I am still thinking that I might add something measuring how succesfull horse has been when it comes to pricemoney.

Originally I was planning on normalising ratings but that was before I came up with that list and now that I think of it, I might just as well use them as they are and dividing with suitably big number to bring them to less than one. Money Class shift and Course/Distance winner I am putting in as boolean values.

Only problem with that is the fact that speed figures above can be less than zero, I need to find a way to handle that.

Neural Network Diary #2: Tools & Data

Before we get to actually build the neural network I am going to go through the tools that I am planning to use during the project. This list is obviously subject to change but this is what I feel at this point that I will need to complete this.
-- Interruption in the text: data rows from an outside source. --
PR #6400, opened 2019-07-06
Snapshot uniqueId fix

### LINKED ISSUE #6384: Cannot see charts in an imported snapshot
##### Bug report summary
If a Netdata snapshot is loaded while the `Which dimensions to show?` dashboard option is set to `All`, an error is displayed instead of a chart:
```
system.cpu: cannot get data from snapshot for key: "system.cpu,dygraph,null,ms%7Cflip%7Cjsonwrap"
```

The error in the console:
```
system.cpu (gauge 8380238e-6656-b481-cb4c-2a1735ba4574): snapshot does not include data for key "system.cpu,gauge,null,absolute%7Cjsonwrap"
```

The corresponding key in the snapshot file: `system.cpu,dygraph,iowait,ms%7Cflip%7Cjsonwrap%7Cnonzero`

##### OS / Environment
Arch Linux

v1.15.0-140-gbbb33ab4

##### Component Name
web gui

##### Steps To Reproduce
Export/save a snapshot, set the `Which dimensions to show?` dashboard option to `All`, import/load the saved snapshot.

##### Expected behavior
Charts from an imported snapshot should be displayed irrespective of dashboard options set.

jacekkolasa:
Fixes #6384 

##### Summary
When generating uniqueId for the snapshot, `NETDATA.options.current.eliminate_zero_dimensions` was taken into account and in some scenarios the keys were not matching (for example when exporting the snapshot `eliminate_zero_dimensions` were always `true`). I've removed the presence of `nonzero` key, so there's no conflict now.

Also, from what I understand `All` / `Non Zero` option in "Which dimensions to show?" option should not result in different representation in charts.

### DIFF
--- a/web/gui/dashboard.js
+++ b/web/gui/dashboard.js
@@ -8118,10 +8118,10 @@ let chartState = function (element) {
     };
 
     this.chartDataUniqueID = function () {
-        return this.id + ',' + this.library_name + ',' + this.dimensions + ',' + this.chartURLOptions();
+        return this.id + ',' + this.library_name + ',' + this.dimensions + ',' + this.chartURLOptions(true);
     };
 
-    this.chartURLOptions = function () {
+    this.chartURLOptions = function (isForUniqueId) {
         let ret = '';
 
         if (this.override_options !== null) {
@@ -8136,7 +8136,7 @@ let chartState = function (element) {
 
         ret += '%7C' + 'jsonwrap';
 
-        if (NETDATA.options.current.eliminate_zero_dimensions) {
+        if (!isForUniqueId && NETDATA.options.current.eliminate_zero_dimensions) {
             ret += '%7C' + 'nonzero';
         }
 
--- a/web/gui/dashboard.js
+++ b/web/gui/dashboard.js
@@ -8136,7 +8136,9 @@ let chartState = function (element) {
 
         ret += '%7C' + 'jsonwrap';
 
-        if (!isForUniqueId && NETDATA.options.current.eliminate_zero_dimensions) {
+        // always add `nonzero` when it's used to create a chartDataUniqueID
+        // we cannot just remove `nonzero` because of backwards compatibility with old snapshots
+        if (isForUniqueId || NETDATA.options.current.eliminate_zero_dimensions) {
             ret += '%7C' + 'nonzero';
         }
 
--- a/web/gui/src/dashboard.js/main.js
+++ b/web/gui/src/dashboard.js/main.js
@@ -3071,10 +3071,10 @@ let chartState = function (element) {
     };
 
     this.chartDataUniqueID = function () {
-        return this.id + ',' + this.library_name + ',' + this.dimensions + ',' + this.chartURLOptions();
+        return this.id + ',' + this.library_name + ',' + this.dimensions + ',' + this.chartURLOptions(true);
     };
 
-    this.chartURLOptions = function () {
+    this.chartURLOptions = function (isForUniqueId) {
         let ret = '';
 
         if (this.override_options !== null) {
@@ -3089,7 +3089,7 @@ let chartState = function (element) {
 
         ret += '%7C' + 'jsonwrap';
 
-        if (NETDATA.options.current.eliminate_zero_dimensions) {
+        if (!isForUniqueId && NETDATA.options.current.eliminate_zero_dimensions) {
             ret += '%7C' + 'nonzero';
         }
 
--- a/web/gui/src/dashboard.js/main.js
+++ b/web/gui/src/dashboard.js/main.js
@@ -3089,7 +3089,9 @@ let chartState = function (element) {
 
         ret += '%7C' + 'jsonwrap';
 
-        if (!isForUniqueId && NETDATA.options.current.eliminate_zero_dimensions) {
+        // always add `nonzero` when it's used to create a chartDataUniqueID
+        // we cannot just remove `nonzero` because of backwards compatibility with old snapshots
+        if (isForUniqueId || NETDATA.options.current.eliminate_zero_dimensions) {
             ret += '%7C' + 'nonzero';
         }
 


jacekkolasa:
@cakrit we are calling that method in `chartURL()` - to optionally add nonzero param to /api/v1/data call [here](https://github.com/jacekkolasa/netdata/blob/194bb26d1774c600448375f4ae66428108ca49e6/web/gui/src/dashboard.js/main.js#L3161), but I haven't checked yet if `nonzero` param is used by the BE, I thought that it's used to shrink the output payload

thiagoftsm:
Hi @jacekkolasa, I am one of the Netdata developers, you said something about the web server, so I decided to come here to help case it is necessary. I will give you two information that can help your work:

1 - The option 'nonzero' is used in the backend to set a flag to search data inside our internal database.
2 - Another information to help you, the variable 'eliminate_zero_dimensions' will always be 'true' by default when the user opens the GUI of Netdata.

Best Regards!

vlvkobal:
image

vlvkobal:
The PR doesn't work for me. @jacekkolasa, have you tested it?

thiagoftsm:
Hi @vlvkobal , probably the "&&" inside the chartURLOptions is avoiding to send the 'nonzero'. 
@jacekkolasa  I am working with the java script files in the last days, and I had to begin using the "private window" on firefox to avoid cache, please, check whether the cache is not creating wrong impression of your results.

jacekkolasa:
@thiagoftsm thank you for the tips! I'll explain the bug in more details: Normally `chartURLOptions()` is used to help generating an url, but it was also used to encode keys for the snapshot. The problem is that when exporting the snapshot, some default settings are used for `eliminate_zero_dimensions` [at this moment](https://github.com/jacekkolasa/netdata/blob/dd73f3e0cd0d9a1797f0c82de0fae5ccf97e9464/web/gui/main.js#L3661) (and perhaps to other global variables as well), and as you've pointed out, that flag is always `true` initially, so all keys have `nonzero` flag set up and that doesn't work when having `All` option turned on.

@vlvkobal thanks for checking that PR, thanks to you i've realised that i haven't made the fix backwards compatible (old snapshots will not work). Can you please let me know if you've used the old snapshot, or you generated it with my changes?

Anyway, i'll post a fix for backwards compatibility

jacekkolasa:
@cakrit @thiagoftsm @vlvkobal i've pushed the fix, what do you think? I was trying different solutions but this seems to be the most concise, even though it looks a little hacky :/

thiagoftsm:
Hi @jacekkolasa , our GUI code is really not simple, before last Thursday I did not had the necessity to touch it, but since them I am working with it every day not only to do what I need, but to understand it.

Before I give you a final opinion, I have to do a question to understand better what you are doing, what is the issue number that created this work for you? I would like to see it first, to confirm that everything was reached with your commit. I am writing this due a personal experience, but I won't let you without a specific answer, when I saw that "&&" in your first commit, I had in my mind that this would break something, this is the motive I explained you what was happening in the back end with the "nonzero". I could not test your first commit, but as you could see with @vlvkobal tests, what I though really happened.  The netdata GUI in normally accessed by browser, but it receives information from different sources and it also send requests to different source, so we need to take care a lot when we use conditions like that "&&", please, read these last words as a tip.  Now about the last change that you, it did looks like very good, the  or("||" ) will avoid the error given by @vlvkobal and possible others, because now the function chartURLOptions is delivering the results when "eliminate_zero_dimensions" is also false.

More details I only can give when I see what was asked to generate this PR, please, add it in the first description that you gave.

Best regards!

jacekkolasa:
@thiagoftsm thanks for the throughout feedback. I agree that the GUI code is quite complicated and can sometimes produce unexpected results, due to its imperative nature. The issue number is #6384. Please ask any questions you have, if you want i can write bigger description of the problem and about the research i've done.

In short, what my solution does now is:
- produce always 'nonzero' suffix in id/url (a key for each graph) when creating a snapshot - this is working as it was before (it was set [here](https://github.com/jacekkolasa/netdata/blob/dd73f3e0cd0d9a1797f0c82de0fae5ccf97e9464/web/gui/main.js#L3591))
- produce always 'nonzero' suffix in id/url when reading a snapshot - before my change it was adding `nonzero` suffix only when the setting was currently selected by the user - and it was a source of this bug
- produce always 'nonzero' suffix when making api call for the data (based on user selection - from global NETDATA object), like it was before my change

One doubt which i have is - when user is in 'All' mode and is reading a snapshot created in 'Nonzero' mode, should we switch the mode at that time? I assumed that we shouldn't.

Thanks again for checking that!

thiagoftsm:
Hi @jacekkolasa, now I understood 100% what was the problem and what you were trying to fix, it is not necessary to write more nothing for us, but next time remember to associate the issue number with your PR, because this helps us to create the scene where the problem is happening to check your code.

@cakrit in my vision everything is OK now,  let us wait @vlvkobal to confirm this with his tests. Case everything is fine, congratulation @jacekkolasa!

@cakrit, please, the GUI talks directly with the web server that I am one of the responsible, can you or me to associate my user to these files to check when there is a PR that touches them? After to expend some time with the JS files, I think I can help any person that will try to communicate with the server and case necessary I can touch the JS codes too.

thiagoftsm:
Hi @jacekkolasa, I received one information from our coworkers and I am giving it to you to avoid problems in your side too. According to him we cannot touch the file dashboard.js, because it is created during the compilation time, so we only need to change the files present  web/gui/src/dashboard.js/, case we change it directly it can create compilation errors.

Best Regards!

jacekkolasa:
@thiagoftsm thanks, i will remember that. FYI dashboard.js file which i've pushed to this PR is auto-generated. Please let me know if you think it should be removed from the PR (I assumed we have to commit it because it was already up to date in git history)

thiagoftsm:
Hi @jacekkolasa,  considering that LGTM and Travis did not raise any alarm, you do not need to change the PR, no less important @vlvkobal already approved, so everything is working properly! Now that is official that everything is working, congratulations again!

I will need to do a fair bit of modifying of data and for that I am using Ruby. Naturally one can use any programming language they wish but I am most familiar with Ruby and I like how readable and natural language like the scripts are. When it is relevant I am going to post the code or at least snippets of it in the blog as well. If you are new to Ruby it might be worthwhile to look at this quick start at Ruby official site or this pretty throughout tutorial at Tutorials Point. in the end though, what is needed is pretty simple and beginner level stuff, some calculations and loops mostly.

One could build the Neural Network software from ground up, but I am going to rely on existing library for this purpose. Earlier I have been using AI4R but as I mentioned in my post telling about new version of Raiform I have moved on to FANN or Fast Artificial Neural Network. It seems to be doing a bit better job even with same kind of network topology but what I especially like is feature called Cascade2. It dynamically builds and trains the topology and that is what I used to build the network for Raiform 2.0.

Neural networks are a pretty advanced topic and while it does help if you understand how they work it is till possible to utilize them even if most of the underlying math is left untouched. FANN has Ruby bindings (In addition to several other languages) and I am using Ruby gem called ruby-fann to take advantage of it. FANN has several graphical interfaces as well but I find it a lot easier to work in command line (Command line in windows is pain to work with so be warned or use a proper OS like Linux 🙂 ). If you wish to get a primer about Neural networks you could read for example this.

Last big building block is data. I am going to use data starting from beginning of 2012 and all of my data is originated from Racing Dossier. I have the data in a database so it is easy for me to fetch data with required filters as needed. Actual ratings that I am planning to use I will cover later on. I haven’t decided yet, but it might make sense to build a working database to handle the training and testing data. In the past I have just used csv files for this purpose.